Data extract Block Start
PR #810, opened 2018-01-24
Search dialog cleanup

zas:
# Summary

* This is a…
    * [x] Bug fix
    * [ ] Feature addition
    * [x] Refactoring
    * [ ] Other

Rework search dialog, many parts weren't working as expected

# Problem

- incorrect indentation
- missing whitelines
- Python2-style super()
- hardcoded column positions
- cover art fetching tasks continue after the dialog is closed
- cover art is fetched at once with no limit on number of releases
- sorting by columns is disabled

# Solution

- PEP8 fixes
- Python3-style super()
- use named columns
- store fetch tasks and remove them on dialog close
- load cover art only for visible cells
- basic sorting by column is enabled, search score added

# Action

Review


picard/ui/searchdialog.py
```diff
@@ -58,15 +58,19 @@ def __init__(self, parent, column_titles):
             QtWidgets.QHeaderView.Stretch)
         self.horizontalHeader().setSectionResizeMode(
             QtWidgets.QHeaderView.Interactive)
+        @throttle(1000)
+        def emit_scrolled(x):
```
samj1912: Can you add a comment on why this is throttled?

picard/ui/searchdialog.py
```diff
@@ -594,27 +666,38 @@ def handle_reply(self, document, http, error):
         self.fetch_coverarts()
```
samj1912: Fixed this by changing it to         
```
QTimer().singleShot(2000, self.fetch_coverarts)
```
The problem is that redering the cells takes time. So they are not visible immediately after the call to handle_reply.
Although this is a bit hacky, a better way would be to connec to the cell's show event. But I guess you get what the problem is.

zas: It was my guess, i'll try to find a good way to do it. Thanks ;)

zas: Fixed in 766c31a

picard/ui/searchdialog.py
```diff
@@ -705,21 +709,21 @@ def parse_releases(self, releases):
...
-            self.table.setItem(row, self.colpos('tracks'), table_item(release.get("tracks", "")))
-            self.table.setItem(row, self.colpos('date'), table_item(release.get("date", "")))
-            self.table.setItem(row, self.colpos('country'), table_item(release.get("country", "")))
-            self.table.setItem(row, self.colpos('labels'), table_item(release.get("label", "")))
-            self.table.setItem(row, self.colpos('catnums'), table_item(release.get("catalognumber", "")))
-            self.table.setItem(row, self.colpos('barcode'), table_item(release.get("barcode", "")))
-            self.table.setItem(row, self.colpos('language'), table_item(release.get("~releaselanguage", "")))
-            self.table.setItem(row, self.colpos('type'), table_item(release.get("releasetype", "")))
-            self.table.setItem(row, self.colpos('status'), table_item(release.get("releasestatus", "")))
+            self.set_table_item(row, 'name',     release, "album")
```
samj1912: This violates PEP8 https://www.python.org/dev/peps/pep-0008/#whitespace-in-expressions-and-statements

picard/ui/searchdialog.py
```diff
@@ -463,13 +463,13 @@ def display_results(self):
...
             table_item = QtWidgets.QTableWidgetItem
             self.table.insertRow(row)
-            self.table.setItem(row, self.colpos('name'), table_item(track.get("title", "")))
-            self.table.setItem(row, self.colpos('length'), table_item(track.get("~length", "")))
-            self.table.setItem(row, self.colpos('artist'), table_item(track.get("artist", "")))
-            self.table.setItem(row, self.colpos('release'), table_item(track.get("album", "")))
-            self.table.setItem(row, self.colpos('date'), table_item(track.get("date", "")))
-            self.table.setItem(row, self.colpos('country'), table_item(track.get("country", "")))
-            self.table.setItem(row, self.colpos('type'), table_item(track.get("releasetype", "")))
+            self.set_table_item(row, 'name',    track, "title")
```
samj1912: Ditto here about PEP8

picard/ui/searchdialog.py
```diff
@@ -146,6 +147,8 @@ def trigger_search_action(self):
 
 class CoverWidget(QtWidgets.QWidget):
 
+    shown = pyqtSignal()
```
samj1912: Correct me if I am wrong but doesn't this make the scrolled signal based fetching of CAA redundant?

picard/ui/searchdialog.py
zas: > This violates PEP8 https://www.python.org/dev/peps/pep-0008/#whitespace-in-expressions-and-statements

Those spaces are meant to make things easier to read (and it does, really).

And it doesn't violate PEP8, if one reads it carefully:

> Some other good reasons to ignore a particular guideline:
> 
> When applying the guideline would make the code less readable, even for someone who is used to reading code that follows this PEP.

samj1912: Hmm, I found it weird to read, since I am not used to aligned `=` or `,` in python. If we are making it an exception to PEP8 we should add it to our contribution guide.

picard/ui/searchdialog.py
zas: > Ditto here about PEP8

Ditto
https://www.python.org/dev/peps/pep-0008/#a-foolish-consistency-is-the-hobgoblin-of-little-minds ;)

picard/ui/searchdialog.py
zas: That's pretty usual to "columnize" such repeated statements (using spaces, not tabs) in all languages.
We don't want to make a rule, as it is very dependent on context.

One has yet to prove that:

```python
self.set_table_item(row, 'name', release, "album")
self.set_table_item(row, 'artist', release, "albumartist")
self.set_table_item(row, 'format', release, "format")
self.set_table_item(row, 'tracks', release, "tracks")
self.set_table_item(row, 'date', release, "date")
self.set_table_item(row, 'country', release, "country")
self.set_table_item(row, 'labels', release, "label")
self.set_table_item(row, 'catnums', release, "catalognumber")
self.set_table_item(row, 'barcode', release, "barcode")
self.set_table_item(row, 'language', release, "~releaselanguage")
self.set_table_item(row, 'type', release, "releasetype")
self.set_table_item(row, 'status', release, "releasestatus")
self.set_table_item(row, 'score', release, "score", conv=int)
```
is easier to read than:

```python
self.set_table_item(row, 'name',     release, "album")
self.set_table_item(row, 'artist',   release, "albumartist")
self.set_table_item(row, 'format',   release, "format")
self.set_table_item(row, 'tracks',   release, "tracks")
self.set_table_item(row, 'date',     release, "date")
self.set_table_item(row, 'country',  release, "country")
self.set_table_item(row, 'labels',   release, "label")
self.set_table_item(row, 'catnums',  release, "catalognumber")
self.set_table_item(row, 'barcode',  release, "barcode")
self.set_table_item(row, 'language', release, "~releaselanguage")
self.set_table_item(row, 'type',     release, "releasetype")
self.set_table_item(row, 'status',   release, "releasestatus")
self.set_table_item(row, 'score',    release, "score", conv=int)
```

But you have a point, this is an intentional exception to the rule you cited, and you know i'm used to enforce PEP8.

picard/ui/searchdialog.py
zas: > Correct me if I am wrong but doesn't this make the scrolled signal based fetching of CAA redundant?

That's a good point, and you may be right, i need to verify this.

zas: According to my experiments, it is required, i'll see if we can improve that later, but for now, i'd let this as is.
Data extract Block End
**Exercise instructions**:
Write out every line of the material exactly as it appears.

**Exercise response**:
PR #810, opened 2018-01-24
Search dialog cleanup

zas:
# Summary

* This is a…
    * [x] Bug fix
    * [ ] Feature addition
    * [x] Refactoring
    * [ ] Other

Rework search dialog, many parts weren't working as expected

# Problem

- incorrect indentation
- missing whitelines
- Python2-style super()
- hardcoded column positions
- cover art fetching tasks continue after the dialog is closed
- cover art is fetched at once with no limit on number of releases
- sorting by columns is disabled

# Solution

- PEP8 fixes
- Python3-style super()
- use named columns
- store fetch tasks and remove them on dialog close
- load cover art only for visible cells
- basic sorting by column is enabled, search score added

# Action

Review


picard/ui/searchdialog.py
```diff
@@ -58,15 +58,19 @@ def __init__(self, parent, column_titles):
             QtWidgets.QHeaderView.Stretch)
         self.horizontalHeader().setSectionResizeMode(
             QtWidgets.QHeaderView.Interactive)
+        @throttle(1000)
+        def emit_scrolled(x):
```
samj1912: Can you add a comment on why this is throttled?

picard/ui/searchdialog.py
```diff
@@ -594,27 +666,38 @@ def handle_reply(self, document, http, error):
         self.fetch_coverarts()
```
samj1912: Fixed this by changing it to         
```
QTimer().singleShot(2000, self.fetch_coverarts)
```
The problem is that redering the cells takes time. So they are not visible immediately after the call to handle_reply.
Although this is a bit hacky, a better way would be to connec to the cell's show event. But I guess you get what the problem is.

zas: It was my guess, i'll try to find a good way to do it. Thanks ;)

zas: Fixed in 766c31a

picard/ui/searchdialog.py
```diff
@@ -705,21 +709,21 @@ def parse_releases(self, releases):
...
-            self.table.setItem(row, self.colpos('tracks'), table_item(release.get("tracks", "")))
-            self.table.setItem(row, self.colpos('date'), table_item(release.get("date", "")))
-            self.table.setItem(row, self.colpos('country'), table_item(release.get("country", "")))
-            self.table.setItem(row, self.colpos('labels'), table_item(release.get("label", "")))
-            self.table.setItem(row, self.colpos('catnums'), table_item(release.get("catalognumber", "")))
-            self.table.setItem(row, self.colpos('barcode'), table_item(release.get("barcode", "")))
-            self.table.setItem(row, self.colpos('language'), table_item(release.get("~releaselanguage", "")))
-            self.table.setItem(row, self.colpos('type'), table_item(release.get("releasetype", "")))
-            self.table.setItem(row, self.colpos('status'), table_item(release.get("releasestatus", "")))
+            self.set_table_item(row, 'name',     release, "album")
```
samj1912: This violates PEP8 https://www.python.org/dev/peps/pep-0008/#whitespace-in-expressions-and-statements

picard/ui/searchdialog.py
```diff
@@ -463,13 +463,13 @@ def display_results(self):
...
             table_item = QtWidgets.QTableWidgetItem
             self.table.insertRow(row)
-            self.table.setItem(row, self.colpos('name'), table_item(track.get("title", "")))
-            self.table.setItem(row, self.colpos('length'), table_item(track.get("~length", "")))
-            self.table.setItem(row, self.colpos('artist'), table_item(track.get("artist", "")))
-            self.table.setItem(row, self.colpos('release'), table_item(track.get("album", "")))
-            self.table.setItem(row, self.colpos('date'), table_item(track.get("date", "")))
-            self.table.setItem(row, self.colpos('country'), table_item(track.get("country", "")))
-            self.table.setItem(row, self.colpos('type'), table_item(track.get("releasetype", "")))
+            self.set_table_item(row, 'name',    track, "title")
```
samj1912: Ditto here about PEP8

picard/ui/searchdialog.py
```diff
@@ -146,6 +147,8 @@ def trigger_search_action(self):
 
 class CoverWidget(QtWidgets.QWidget):
 
+    shown = pyqtSignal()
```
samj1912: Correct me if I am wrong but doesn't this make the scrolled signal based fetching of CAA redundant?

picard/ui/searchdialog.py
zas: > This violates PEP8 https://www.python.org/dev/peps/pep-0008/#whitespace-in-expressions-and-statements

Those spaces are meant to make things easier to read (and it does, really).

And it doesn't violate PEP8, if one reads it carefully:

> Some other good reasons to ignore a particular guideline:
> 
> When applying the guideline would make the code less readable, even for someone who is used to reading code that follows this PEP.

samj1912: Hmm, I found it weird to read, since I am not used to aligned `=` or `,` in python. If we are making it an exception to PEP8 we should add it to our contribution guide.

picard/ui/searchdialog.py
zas: > Ditto here about PEP8

Ditto
https://www.python.org/dev/peps/pep-0008/#a-foolish-consistency-is-the-hobgoblin-of-little-minds ;)

picard/ui/searchdialog.py
zas: That's pretty usual to "columnize" such repeated statements (using spaces, not tabs) in all languages.
We don't want to make a rule, as it is very dependent on context.

One has yet to prove that:

```python
self.set_table_item(row, 'name', release, "album")
self.set_table_item(row, 'artist', release, "albumartist")
self.set_table_item(row, 'format', release, "format")
self.set_table_item(row, 'tracks', release, "tracks")
self.set_table_item(row, 'date', release, "date")
self.set_table_item(row, 'country', release, "country")
self.set_table_item(row, 'labels', release, "label")
self.set_table_item(row, 'catnums', release, "catalognumber")
self.set_table_item(row, 'barcode', release, "barcode")
self.set_table_item(row, 'language', release, "~releaselanguage")
self.set_table_item(row, 'type', release, "releasetype")
self.set_table_item(row, 'status', release, "releasestatus")
self.set_table_item(row, 'score', release, "score", conv=int)
```
is easier to read than:

```python
self.set_table_item(row, 'name',     release, "album")
self.set_table_item(row, 'artist',   release, "albumartist")
self.set_table_item(row, 'format',   release, "format")
self.set_table_item(row, 'tracks',   release, "tracks")
self.set_table_item(row, 'date',     release, "date")
self.set_table_item(row, 'country',  release, "country")
self.set_table_item(row, 'labels',   release, "label")
self.set_table_item(row, 'catnums',  release, "catalognumber")
self.set_table_item(row, 'barcode',  release, "barcode")
self.set_table_item(row, 'language', release, "~releaselanguage")
self.set_table_item(row, 'type',     release, "releasetype")
self.set_table_item(row, 'status',   release, "releasestatus")
self.set_table_item(row, 'score',    release, "score", conv=int)
```

But you have a point, this is an intentional exception to the rule you cited, and you know i'm used to enforce PEP8.

picard/ui/searchdialog.py
zas: > Correct me if I am wrong but doesn't this make the scrolled signal based fetching of CAA redundant?

That's a good point, and you may be right, i need to verify this.

zas: According to my experiments, it is required, i'll see if we can improve that later, but for now, i'd let this as is.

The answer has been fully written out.